A unique patented trans-galactooligosaccharide complex (B-GOS) may improve aspects of exercise-induced bronchoconstriction (EIB), according to new clinical research.

In the randomized (block randomization), double-blind, placebo-controlled, cross-over study, five adults with diagnosed asthma and hyperpnoea-induced bronchoconstriction (HIB), a stand-in for EIB, and eight adults with no history of asthma (control group) were randomly assigned to receive 5·5 g/d of either the patented GOS complex (as Bimuno, from Clasado Biosciences Ltd) or placebo (maltodextrin) for three weeks. Following a two-week washout period, the subjects took the opposite supplement for three weeks.

At baseline (0 and 21 days), researchers measured fraction of exhaled nitric oxide (FeNO), one of the many measurable markers of T-helper 2 (TH2) cell-orchestrated inflammation central to asthma.

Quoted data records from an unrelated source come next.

PR #467, opened 2024-09-20
[3350][GTK] Fix a regression with quick search

DjLegolas:
When one tries to search in the TorrentView, then a little search window appears but does nothing.

Closes: https://dev.deluge-torrent.org/ticket/3350

### DIFF
--- a/deluge/ui/gtk3/listview.py
+++ b/deluge/ui/gtk3/listview.py
@@ -782,7 +782,7 @@ class ListView:
 
         return True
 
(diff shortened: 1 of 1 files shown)


cas--:
Nice catch

For reference it's useful to include a link to gtk docs so we know what the function signature looks like: https://lazka.github.io/pgi-docs/Gtk-3.0/callbacks.html#Gtk.TreeViewSearchEqualFunc

cas-- (approved):

DjLegolas:
Added reference in commit message 👍

PR #468, opened 2024-10-28
[Build] Prevent usage of twisted>=24

mhertz:
Breaking ability of adding multiple torrents at once in WebUI, with following error in web-console after pressing 'Add':
```
deluge-all.js:7 Uncaught TypeError: Cannot read properties of undefined (reading 'filename')
    at S.getFilename (deluge-all.js:7:1946)
    at S.<anonymous> (deluge-all.js:3:2013)
    at Ext.util.MixedCollection.each (ext-all.js:21:111850)
    at constructor.each (ext-all.js:21:321534)
    at S.onAddClick (deluge-all.js:3:1932)
    at S.onClick (ext-all.js:21:426947)
    at HTMLTableElement.I (ext-all.js:21:57750)
```
The issue stems from only one of the torrents getting uploaded to server, after cgi.parse_multipart was removed from twisted.web.http and replaced with email.message_from_bytes, in there commit [4579398](https://github.com/twisted/twisted/commit/4579398f6b089f93181ba2f912e2524bd1f43c5e). 

Note, there's currently a twisted draft [PR](https://github.com/twisted/twisted/pull/12352) replacing email.message* with 'multipart' lib, as seemingly better fitted/faster, and which coincidentally also is fixing our issue.

### DIFF
--- a/requirements.txt
+++ b/requirements.txt
@@ -1,5 +1,5 @@
 libtorrent
-twisted[tls]>=17.1
+twisted[tls]<24,>=17.1
 twisted[tls]<23,>=17.1; sys_platform == 'win32'
 rencode
 pyopenssl


cas--:
Can you provide an example of the problem? Why can't we handle this in the web server code?

cas--:
Okay I can see the problem now. The content-disposition of the file upload form is using the same name for both files. 

Sample snippet of request
```
Content-Disposition: form-data; name="file"; filename="test1.torrent"
Content-Type: application/x-bittorrent
...
Content-Disposition: form-data; name="file"; filename="tes2.torrent"
Content-Type: application/x-bittorrent
```

From [mdn web docs](https://developer.mozilla.org/en-US/docs/Web/HTTP/Headers/Content-Disposition#name) there is a suggestion that this is a valid when using the `multiple` attribute:

> When dealing with multiple files in the same field (for example, the [multiple](https://developer.mozilla.org/en-US/docs/Web/HTML/Element/input#multiple) attribute of an [<input type="file">](https://developer.mozilla.org/en-US/docs/Web/HTML/Element/input) element), there can be several subparts with the same name.

I think the only fix is to override the `_getMultiPartArgs` with our own version:

```diff
+from collections import defaultdict
 import fnmatch
 import json
 import logging
@@ -40,7 +41,7 @@ def _getMultiPartArgs(content: bytes, ctype: bytes) -> dict[bytes, list[bytes]]:
     """
     Parse the content of a multipart/form-data request.
     """
-    result = {}
+    result = defaultdict(list)
     multiPartHeaders = b'MIME-Version: 1.0\r\n' + b'Content-Type: ' + ctype + b'\r\n'
     msg = message_from_bytes(multiPartHeaders + content)
 
@@ -56,7 +57,7 @@ def _getMultiPartArgs(content: bytes, ctype: bytes) -> dict[bytes, list[bytes]]:
             continue
 
         payload: bytes = part.get_payload(decode=True)  # type:ignore[assignment]
-        result[name.encode('utf8')] = [payload]
+        result[name.encode('utf8')].append(payload)
     return result
```

mhertz:
Thank you my friend cas, appreciate you :)

PR #469, opened 2024-11-02
[UI] Split trackers by newline, not by "/n"

garret1317:
Fixes a bug where e.g. http://not-a-real-tracker.com was split into 
```
http:/
ot-a-real-tracker.com
```
when the add trackers dialogue was next shown

First adding the tracker (typing/pasting it in):
Screenshot from 2024-11-02 17-25-20
Next time adding trackers (autofilled):
Screenshot from 2024-11-02 17-25-27


DjLegolas:
Nice catch.
I think it will be better to use `splitlines` here as it will take care of all possible options.

cas-- (approved):

cas--:
I just realised it was a typo by myself during refactoring, oops!

garret1317:
:+1: thank you

PR #471, opened 2025-01-04
Update Copyright Year

LeoColman:


LeoColman:
- Update copyright string and ran "generate pot files"

PR #473, opened 2025-01-16
Add Support for "Nice Names" for Windows Network Interfaces

doadin:


doadin:
@cas-- Anything I can do to make this acceptable?

doadin:
@cas-- I know the same comment I made before probabbly still stands but something I also thought about before and is maybe a change for a different PR. Currently deluge falls back to a previous config value for network interface if it has issues. I think instead to avoid IP leaks etc it should default to 127.0.0.1 to prevent connections.

PR #478, opened 2025-04-30
Docker support for development

mth4saurabh:
I was trying to setup development env and it was easier to do so with docker/compose, so I thought it might be useful for others as well

### Changes

- Add Dockerfile and docker-compose.yml with dev/test services
- Update deluge development documentation

### DIFF
--- a/.dockerignore
+++ b/.dockerignore
@@ -1,0 +1,53 @@
+# Do not include git in dockerignore since we need it for pre-commit
+
+# Python
+__pycache__/
+*.py[cod]
+*$py.class
+*.so
+.Python
+build/
+develop-eggs/
+dist/
+downloads/
+eggs/
+.eggs/
+lib/
+lib64/
+parts/
+sdist/
+var/
+wheels/
+*.egg-info/
+.installed.cfg
+*.egg
+
+# Virtual Environment
+.env
+.venv
+env/
+venv/
+ENV/
+
+# IDE
+.idea/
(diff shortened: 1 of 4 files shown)


kenstir:
Is this not a duplicate of #476 ?

mth4saurabh:
@kenstir I have added general docker setup along with dev documentation that should be helpful to anyone using docker/compose, I believe #476 is limited to vs code?

cas--:
Yes devcontainers originates from VSCode but it doesn't require VSCode, there are other tools that [support it](https://containers.dev/supporting) but it also can be run as regular docker, even using docker compose: https://containers.dev/guide/dockerfile

I usually avoid being biased to specific code editors but I like this concept, it has no lock-in and might actually be useful in CI pipeline. It would be good if you could work with @kenstir on his PR to create good developer docker option in devcontainer format.

mth4saurabh:
Sounds good! @kenstir I think we can update dev documentation and have a quick look at what's missing in #476 (w.r.t. to Calum's proposal)

kenstir:
@mth4saurabh I like the addition of the documentation.  Can you add your documentation on top of #476 ?  For VS Code, the instructions are simple:
```
code .
```
and VS Code prompts you to "reopen in container".

For command-line use, the instructions are also straightforward:
```
cd .devcontainer
docker build -t deluge-dev .
docker run -it deluge-dev bash
```

PR #3, opened 2015-06-26
On Greg's advice, ripping out the (channel, headline) tuple and just in-lining the headline to a story

tvaughan77:


willvanwazer:
Is there a possibility of revisiting this decision? I was about to make a pull request to re-instutite the headline per channel concept, as we need different headlines for the channels web, mobile and social to match the current functionality of WaPo.com.

tvaughan77:
Yes, we're going to need to revisit this.  Greg is setting up a pow-wow with some Content SMEs and we'll bring it up.

PR #14, opened 2015-08-28
Renaming Story to Collection, and then adding new subtypes of collection.

willvanwazer:
These are called Story and Gallery, which are entirely the same except for presentational differences.

### DIFF
--- a/README.md
+++ b/README.md
@@ -18,12 +18,12 @@ The latest version of the ANS schema is the 0.3.0-SNAPSHOT release, which includ
 ## Schema files
 ANS Schema files are defined with the [JSON Schema specification](https://spacetelescope.github.io/understanding-json-schema/index.html).  Schemas are defined in individual files under the [src/main/resrouces/schema/ans/_version_/](src/main/resources/schema/ans/v0_3/) directory. 
 
-Small, self-contained, attributes such as "had copyright" or "had unique id" are modeled as **traits**, which are combined together or applied directly to more complicated schema objects for the purpose of re-usability.  The "content.json" schema, for example, composes the traits "dated", "credited", "locale", "located", and "copyrighted".  The interesting schemas (story.json, image.json, and video.json) include/descend from that basic content schema and provide additional schema elements as appropriate.
+Small, self-contained, attributes such as "had copyright" or "had unique id" are modeled as **traits**, which are combined together or applied directly to more complicated schema objects for the purpose of re-usability.  The "content.json" schema, for example, composes the traits "dated", "credited", "locale", "located", and "copyrighted".  The interesting schemas (collection.json, image.json, and video.json) include/descend from that basic content schema and provide additional schema elements as appropriate.
 
 One can use a variety of third party tools to validate their content against the schema files hosted here on github publicly.
 
 ## Schema Overview
-The ARC Schema is rooted at an "ANS" node that defines an ID and Type field; the ID should be a globally unique identifier to the concrete/subclass instance of content and the Type field should describe to higher-level languages what type of content the concrete instance is (i.e. "story" or "image")
+The ARC Schema is rooted at an "ANS" node that defines an ID and Type field; the ID should be a globally unique identifier to the concrete/subclass instance of content and the Type field should describe to higher-level languages what type of content the concrete instance is (i.e. "collection" or "image")
 
 The hierarchy of content is diagramed here: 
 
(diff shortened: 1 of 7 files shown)


src/test/java/com/washingtonpost/legacy/README.md
```diff
@@ -1,4 +1,4 @@
-# Examples of current story content
-This directory holds examples of all the content that goes in to a current WashingtonPost.com story or video
+# Examples of current collection content
```
tvaughan77: Can you roll back your find & replace for this file?  It's talking about legacy story (small 's', the concept, not big 'S', the class)

src/test/java/com/washingtonpost/arc/ans/v0_3/model/TestStory.java
```diff
@@ -7,10 +7,10 @@
 import org.junit.Test;
 
 /**
- * <p>Tests that JSON we expect to be a valid "Story" data file serializes correctly and validates
+ * <p>Tests that JSON we expect to be a valid "Collection" data file serializes correctly and validates
  * against the JSON schema</p>
  */
-public class TestStory extends AbstractANSTest<Story> {
+public class TestStory extends AbstractANSTest<Collection> {
```
tvaughan77: This class should be TestCollection

src/test/java/com/washingtonpost/arc/ans/v0_3/model/TestStory.java
```diff
@@ -19,13 +19,13 @@ String getSchemaName() {
...
     Class getTargetClass() {
-        return Story.class;
+        return Collection.class;
     }
 
     @Test
     public void testStoryGood() throws Exception {
         testJsonValidation("story-fixture-good", true);
-        Story story = testClassSerialization("story-fixture-good");
+        Collection story = testClassSerialization("story-fixture-good");
```
tvaughan77: variable name should be 'collection' and fixture name should be 'collection-fixture-good'

src/test/java/com/washingtonpost/arc/ans/v0_2/model/TestStory.java
```diff
@@ -8,7 +8,7 @@
 import org.junit.Test;
 
 /**
- * <p>Tests that JSON we expect to be a valid "Story" data file serializes correctly and validates
+ * <p>Tests that JSON we expect to be a valid "Collection" data file serializes correctly and validates
```
tvaughan77: roll this find & replace back... you shouldn't change anything under the ans/v0_2 directory because it's already released

src/main/java/com/washingtonpost/arc/ans/v0_3/model/ANS.java
```diff
@@ -22,7 +22,7 @@
     @Type(value = Media.class, name = "media"),
     @Type(value = Image.class, name = "image"),
     @Type(value = Video.class, name = "video"),
-    @Type(value = Story.class, name = "story"),
+    @Type(value = Collection.class, name = "story"),
```
tvaughan77: I don't think this is right.  We want to instantiate an actual Story.class when a JSON block declares itself of type "story"

Likewise, you should add a new Type annotation that maps "Gallery.class" to the name="gallery"

README.md
```diff
@@ -18,12 +18,12 @@ The latest version of the ANS schema is the 0.3.0-SNAPSHOT release, which includ
...
 
 One can use a variety of third party tools to validate their content against the schema files hosted here on github publicly.
 
 ## Schema Overview
-The ARC Schema is rooted at an "ANS" node that defines an ID and Type field; the ID should be a globally unique identifier to the concrete/subclass instance of content and the Type field should describe to higher-level languages what type of content the concrete instance is (i.e. "story" or "image")
+The ARC Schema is rooted at an "ANS" node that defines an ID and Type field; the ID should be a globally unique identifier to the concrete/subclass instance of content and the Type field should describe to higher-level languages what type of content the concrete instance is (i.e. "collection" or "image")
```
tvaughan77: I'd roll this example back to using "story" because (a) it's a real type and (b) it's more immediately obvious to the reader of a schema overview what a "story" is compared to a "collection"

README.md
```diff
@@ -32,7 +32,7 @@ The hierarchy of content is diagramed here:
 ## Examples
 Two examples are provided of content documents that validate against the Washington Post ANS schema:
 
-1. [An Example Story](src/test/resources/com/washingtonpost/arc/ans/v0_3/model/story-fixture-tiny-house.json)
+1. [An Example Story](src/test/resources/com/washingtonpost/arc/ans/v0_3/model/collection-fixture-tiny-house.json)
```
tvaughan77: Did you actually change the name of the file?  I don't think you did, so maybe just keep it as "story-fixture-tiny-house.json"?

src/main/java/com/washingtonpost/arc/ans/v0_3/model/ANS.java
tvaughan77: And I suppose it's sort of a TBD if we would want someone to declare a block of json as a type="collection" ... we do allow a type="media" which is kind of the parallel concept over in the "video & image" side of the schema.  So if you think you might want a concrete Collection instance at some point, go ahead and add a Type annotation that maps Collection.class to name "collection"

Subjects then undertook a eucapnic voluntary hyperpnoea (EVH) challenge, which causes highly reproducible HIB in adults that mimics the effects of EIA. Researchers assessed pulmonary function—forced vital capacity (FVC), PEF and FEV1—at baseline and 3, 6, 10, 20 and 30 minutes after each EVH challenge. At baseline, 15 minutes, one hour and 24 hours after EVH they drew and analyzed blood samples for TH2-driven inflammatory markers, including chemokine CC ligand 17 (CCL17), CCL11, immunoglobulin E (IgE), tumor necrosis factor-alpha (TNFa) and C-reactive protein (CRP).

Results showed in subjects without asthma taking BImuno and in subjects with asthma taking placebo, there was no improvement in respiratory function (FEV1) after the EVH challenge. However, when asthma subjects took Bimuno), respiratory function was improved by 40 percent after the EVH challenge. Further, baseline levels of CCL17, CRP and TNFa were reduced in asthma subjects taking Bimuno, and the post-challenge TNFa increase (29 percent) was completely abolished when asthma subjects took Bimuno.